信は直子を見つめた。信の頭の中で、数枚の海を撮影した写真が浮かび上がる。写真の端々に白く丸いものが沢山写りこんでいた。ああ、なるほどそういうことかと、信は直子の言いたいことが理解できた。
「うん、わかった。撮らんとくわ」
直子は目を閉じて頷き、苺ジャムの瓶とスプーンを信に手渡す。
「まぁ、信の目に映るもののほうがリアルやろうけどね、一応ね」
信は「そやね、リアルリアル」と言いつつ、瓶の蓋を開け、パンの上にたっぷりと苺ジャムをのせた。

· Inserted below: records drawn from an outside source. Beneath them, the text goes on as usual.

PR #273, opened 2018-06-07
ONT-717 Update ontid contract

AlverLyu:
* optimize removing function
* add ID format checking in register

### DIFF
--- a/smartcontract/service/native/ontid/utils.go
+++ b/smartcontract/service/native/ontid/utils.go
@@ -18,9 +18,13 @@
 package ontid
 
 import (
+	"bytes"
+	"crypto/sha256"
 	"encoding/hex"
 	"errors"
+	"math/big"
 
+	"github.com/itchyny/base58-go"
 	"github.com/ontio/ontology-crypto/keypair"
 	com "github.com/ontio/ontology/common"
 	"github.com/ontio/ontology/core/states"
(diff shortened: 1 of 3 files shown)


smartcontract/service/native/ontid/utils.go
```diff
@@ -68,6 +72,30 @@ func decodeID(data []byte) ([]byte, error) {
 	return data[1:], nil
 }
 
+func verifyID(id []byte) bool {
+	if string(id[0:8]) != "did:ont:" {
```
laizy: obviously this will cause index out of bound panic .

laizy (changes requested):

smartcontract/service/native/ontid/utils.go
AlverLyu: fixed

smartcontract/service/native/ontid/utils.go
```diff
@@ -68,6 +72,33 @@ func decodeID(data []byte) ([]byte, error) {
...
+	if err != nil {
+		return false
+	}
+	bi, ok := new(big.Int).SetString(string(buf), 10)
+	if !ok || bi == nil {
+		return false
+	}
+	buf = bi.Bytes()
+	pos := len(buf) - 4
+	data := buf[:pos]
```
laizy: obviously this will cause panic too. how can you guarantee `len(buf) >= 4`?

laizy (changes requested):

laizy (approved):

PR #275, opened 2018-06-07
remove tx attribute

laizy:


qiluge:
I set uuid as the attribute to generate different transaction for stress test. If I remove the attribute, what should I use to distinguish a tx from other ?

laizy:
Transaction Nonce is designed for this purpose

qiluge:
ok, thanks

Arbio5zt (approved):

PR #276, opened 2018-06-07
ONT-750 Use the max gas price between global paramm and cmd to filter a tr…

lightshine001:
…ansaction

### DIFF
--- a/txnpool/proc/txnpool_server.go
+++ b/txnpool/proc/txnpool_server.go
@@ -21,14 +21,23 @@
 package proc
 
 import (
+	"bytes"
+	"encoding/hex"
+	"fmt"
 	"sort"
+	"strconv"
 	"sync"
 
 	"github.com/ontio/ontology-eventbus/actor"
+	"github.com/ontio/ontology/cmd/utils"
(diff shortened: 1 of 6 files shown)


txnpool/proc/txnpool_server.go
```diff
@@ -432,8 +504,21 @@ func (s *TXPoolServer) getPendingTxs(byCount bool) []*tx.Transaction {
...
 
 // cleanTransactionList cleans the txs in the block from the ledger
-func (s *TXPoolServer) cleanTransactionList(txs []*tx.Transaction) error {
-	return s.txPool.CleanTransactionList(txs)
+func (s *TXPoolServer) cleanTransactionList(txs []*tx.Transaction) {
+	s.txPool.CleanTransactionList(txs)
+
+	// Check whether to update the gas price and remove txs below the
+	// threshold
+	if ledger.DefLedger.GetCurrentBlockHeight()%tc.UPDATE_FREQUENCY == 0 {
```
laizy: get height from the  block complete event , rather than query db here

laizy (changes requested):

laizy (approved):

PR #279, opened 2018-06-08
close connection when handling error network message

lightshine001:


BooniesFX (approved):

laizy:
this case is handled in #278

PR #293, opened 2018-06-10
[ONT-794] Native contract integration with NEO

gasby88:


Arbio5zt:
please change commits to ontio:master

PR #306, opened 2018-06-11
[ONT-787]Create data dir according networkid

gasby88:

### DIFF
--- a/common/constants/constants.go
+++ b/common/constants/constants.go
@@ -18,7 +18,10 @@
 
 package constants
 
-import "time"
+import (
+	"fmt"
+	"time"
+)
 
 // genesis constants
 var (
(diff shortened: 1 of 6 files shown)


common/constants/constants.go
```diff
@@ -67,3 +70,40 @@ var UNBOUND_DEADLINE = (func() uint32 {
...
+	NETWORK_ID_POLARIS_NET   = 2
+	NETWORK_ID_SOLO_NET      = 3
+	NETWORK_NAME_MAIN_NET    = "ontology"
+	NETWORK_NAME_POLARIS_NET = "polaris"
+	NETWORK_NAME_SOLO_NET    = "testmode"
+)
+
+var NETWORK_MAGIC = map[uint32]uint32{
+	NETWORK_ID_MAIN_NET:    0x74746e41, //Network main
+	NETWORK_ID_POLARIS_NET: 0x01015401, //Network polaris
```
laizy: `constants.go` only define system wide constant.  so only define `const NETWORK_MAGIC_MAIN_NET = 0x74746e41, const NETWORK_MAGIC_POLARIS_NET = 0x01015401` in this file. all other variable and function should be reside in other place to avoid explosion.

laizy (approved):

PR #343, opened 2018-06-13
fix native param test

laizy:


gasby88:
I have fix in rp-341. So you can, close it

PR #361, opened 2018-06-19
fix remove connecting list bug

chenzhijie:

### DIFF
--- a/p2pserver/net/netserver/netserver.go
+++ b/p2pserver/net/netserver/netserver.go
@@ -483,9 +483,9 @@ func (this *NetServer) RemoveFromConnectingList(addr string) {
 	this.ConnectingNodes.Lock()
 	defer this.ConnectingNodes.Unlock()
 	addrs := []string{}
-	for i, a := range this.ConnectingAddrs {
-		if strings.Compare(a, addr) == 0 {
-			addrs = append(this.ConnectingAddrs[:i], this.ConnectingAddrs[i+1:]...)
+	for _, a := range this.ConnectingAddrs {
+		if strings.Compare(a, addr) != 0 {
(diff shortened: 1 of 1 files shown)


p2pserver/net/netserver/netserver.go
```diff
@@ -483,9 +483,9 @@ func (this *NetServer) RemoveFromConnectingList(addr string) {
 	this.ConnectingNodes.Lock()
 	defer this.ConnectingNodes.Unlock()
 	addrs := []string{}
-	for i, a := range this.ConnectingAddrs {
-		if strings.Compare(a, addr) == 0 {
-			addrs = append(this.ConnectingAddrs[:i], this.ConnectingAddrs[i+1:]...)
+	for _, a := range this.ConnectingAddrs {
+		if strings.Compare(a, addr) != 0 {
+			addrs = append(addrs, a)
```
lightshine001: Why not use this.ConnectingAddrs = append(this.ConnectingAddrs[:i], this.ConnectingAddrs[i+1:]...), instead of using temp variable addrs ?

chenzhijie: Because if you change the this.ConnectingAddrs which is used for loop, it is dangerous. And in this case, it also can not remove duplicated elements.

lightshine001: Ok. So please use addrs := this.ConnectingAddrs[:0] to avoid allocating a new underlying array

laizy: btw: you can use ` if a != addr` directly

chenzhijie: That's right, thanks all

laizy (approved):

PR #1099, opened 2026-01-23
fix: default to rerun native viewer

Nabla7:
as the title implies

### DIFF
--- a/dimos/dashboard/rerun_init.py
+++ b/dimos/dashboard/rerun_init.py
@@ -20,8 +20,8 @@ Architecture:
     - All processes share the same Rerun recording stream
 
 Viewer modes (set via VIEWER_BACKEND config or environment variable):
-    - "rerun-web" (default): Web viewer on port 9090
-    - "rerun-native": Native Rerun viewer (requires display)
+    - "rerun-web": Web viewer on port 9090
+    - "rerun-native" (default): Native Rerun viewer (requires display)
     - "foxglove": Use Foxglove instead of Rerun
 
 Usage:


dimos/dashboard/rerun_init.py
```diff
@@ -64,7 +64,7 @@
 _rerun_init_lock = threading.Lock()
 
 
-def init_rerun_server(viewer_mode: str = "rerun-web", memory_limit: str = "4GB") -> str:
+def init_rerun_server(viewer_mode: str = "rerun-native", memory_limit: str = "4GB") -> str:
```
paul-nechifor:
```suggestion
def init_rerun_server(viewer_mode: str, memory_limit: str = "4GB") -> str:
```

I don't think this should have a default. It should just receive it from global_config.viewer_backend

dimos/dashboard/rerun_init.py
```diff
@@ -64,7 +64,7 @@
 _rerun_init_lock = threading.Lock()
 
 
-def init_rerun_server(viewer_mode: str = "rerun-web", memory_limit: str = "4GB") -> str:
+def init_rerun_server(viewer_mode: str, memory_limit: str = "4GB") -> str:
     """Initialize Rerun server in the main process.
```
spomichter, line 68: Comment is incorrect below. Still refernces viewer mode

spomichter: Greptile comment: The change is functionally correct and aligns with the documentation that describes rerun-native as offering better performance. However, the docstring comments in rerun_init.py still incorrectly reference rerun-web as the default in two places (lines 23 and 36).

PR #1100, opened 2026-01-23
autogenerate list of blueprints

paul-nechifor:
* Automatically updates `dimos/robot/all_blueprints.py` when you run `pytest dimos/robot/test_all_blueprints_generation.py`.
* Locally, it writes the file and you have to `git add` to confirm. The test fails until you commit the changes.
* In CI, it always fails if there are any differences.

### DIFF
--- a/dimos/robot/test_all_blueprints_generation.py
+++ b/dimos/robot/test_all_blueprints_generation.py
@@ -1,0 +1,214 @@
+# Copyright 2025-2026 Dimensional Inc.
+#
+# Licensed under the Apache License, Version 2.0 (the "License");
+# you may not use this file except in compliance with the License.
+# You may obtain a copy of the License at
+#
+#     http://www.apache.org/licenses/LICENSE-2.0
+#
+# Unless required by applicable law or agreed to in writing, software
+# distributed under the License is distributed on an "AS IS" BASIS,
+# WITHOUT WARRANTIES OR CONDITIONS OF ANY KIND, either express or implied.
+# See the License for the specific language governing permissions and
+# limitations under the License.
+
+import ast
+from collections.abc import Generator
+import difflib
+import os
+from pathlib import Path
+import subprocess
+
+import pytest
+
+from dimos.constants import DIMOS_PROJECT_ROOT
+
+IGNORED_FILES: set[str] = {
+    "dimos/robot/all_blueprints.py",
+    "dimos/robot/get_all_blueprints.py",
+    "dimos/robot/test_all_blueprints.py",
+    "dimos/robot/test_all_blueprints_generation.py",
+    "dimos/core/blueprints.py",
+    "dimos/core/test_blueprints.py",
+}
+BLUEPRINT_METHODS = {"transports", "global_config", "remappings", "requirements"}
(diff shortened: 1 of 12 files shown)


dimos/robot/test_all_blueprints_generation.py
```diff
@@ -0,0 +1,214 @@
...
+    return ".".join(parts)
+
+
+def _find_blueprints_in_file(file_path: Path) -> tuple[list[str], list[str]]:
+    blueprint_vars: list[str] = []
+    module_vars: list[str] = []
+
+    try:
+        source = file_path.read_text(encoding="utf-8")
+        tree = ast.parse(source, filename=str(file_path))
```
jeff-hykin, line 163: To me parsing and traversing the AST feels too far (e.g. over-engineered). On the receiving end "my blueprint isn't being included, but idk why?" would be some painful debugging of this black-magic. I think a KISS approach would be like pytest's naming scheme: if the file ends in "_blueprint.py" and, when imported, has a `.blueprints` list, use that. No AST autoconnect-detecting node-traversal.

jeff-hykin: and instead of committing auto-generated code, and adding build step thats run on-commit, the simple "find _bluprints.py" could be done at runtime.

paul-nechifor: > I think a KISS approach would be like pytest's naming scheme: if the file ends in "_blueprint.py"

Yeah, that sounds great for locating the files. :+1: 

> when imported, has a .blueprints list, use that. No AST autoconnect-detecting node-traversal.

The issue with doing it that way is that you have to import it, which imports all the modules. This would make test slower. But it could be acceptable because we probably have already imported everything when running the test suite. The only other issue would be that all blueprints would have to be importable in all situations, even when dependencies are missing...

> and instead of committing auto-generated code, and adding build step thats run on-commit, the simple "find _bluprints.py" could be done at runtime.

Disagree with this because this then forces all modules to be imported on every run. The list of blueprints is intentionally listed as strings to be imported instead of actual imports because it's better to only import the blueprint you want to use.

jeff-hykin: > But it could be acceptable because we probably have already imported everything when running the test suite

We basically import everything just running `dimos --help` lol. Not that that is a good thing 

> Disagree with this because this then forces all modules to be imported on every run.

Ah that is a good point. I think I'll have a clean solution (prototype of lazy imports is tested and works) that avoid this but that probably won't be done for another week. 
So in the meantime, AST it is I suppose.

paul-nechifor: > We basically import everything just running dimos --help lol.

We import a lot when running `--help`. But there's so much more! :)

> when imported, has a .blueprints list, use that. No AST autoconnect-detecting node-traversal.

Tried it, but it doesn't work for the RealSenseCamera module because it imports `pyrealsense2` which is a system installed package. :(

leshy (approved):
clear improvement imo, without viable alternative proposals? can collect wishlist for this long term

PR #1108, opened 2026-01-25
Temporal Animation + Renaming Entities/Other Features

ClaireBookworm:
- added support for renaming entities, enabling a video example for showing graph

パンを食べ終わり、信は家を出た。まなみは朝練のため、信より早く家を出ている。中学は信の自宅から徒歩圏内で、ゆっくり歩いて十二分程度だ。
「信くん、おはよう」
信は後方からの声に気づいて振り返った。
信とは、小学三年生から仲良くしている。男女では珍しくお互いを下の名前で呼び合っている。
「おはよう希ちゃん」
「信くん、何か嬉しいことでもあったん?」
「あ、バレた?」
「視えたわけやないけど、何となく」
「そっか、でも正解」
信は希に、母親の実家にお盆帰省することを話した。
「よかったね、信くん」
信は突然、希をじっと見つめて黙り込んだ。
「信くん?」
「希ちゃん、嫌なことあった?」
「あー」
希は苦笑し、頭をかいた。
「信くんは視えるもんね、うん、そう。嫌なこと、あったよ」
希は俯いて、ため息をついた。信の頭の中に、ドアの隙間から黒い煙が溢れ出すような映像が浮かんだ。微かにグランドピアノが視える。
「ピアノ教室で何かあった? 真っ黒い煙が視えるよ」
希は目を丸くして立ち止まった。
「信くん、ほんまにすごいね。すぐに色々視えるん、昔から変わらんのやね」
「希ちゃんも視えるやんか」
「私はそこまで視えんもん」
「まぁ、確かに」
「それこそ、ちょうど信くんに頼みたいことがあってん」
「頼みたいこと?」
「また放課後になったら、詳しく話すわ」
「わかった。じゃあ放課後に」
「ごめんね、ありがとう」
希は安堵した表情で歩き出した。信は希を心配そうに見つめながら、共に学校へ向かった。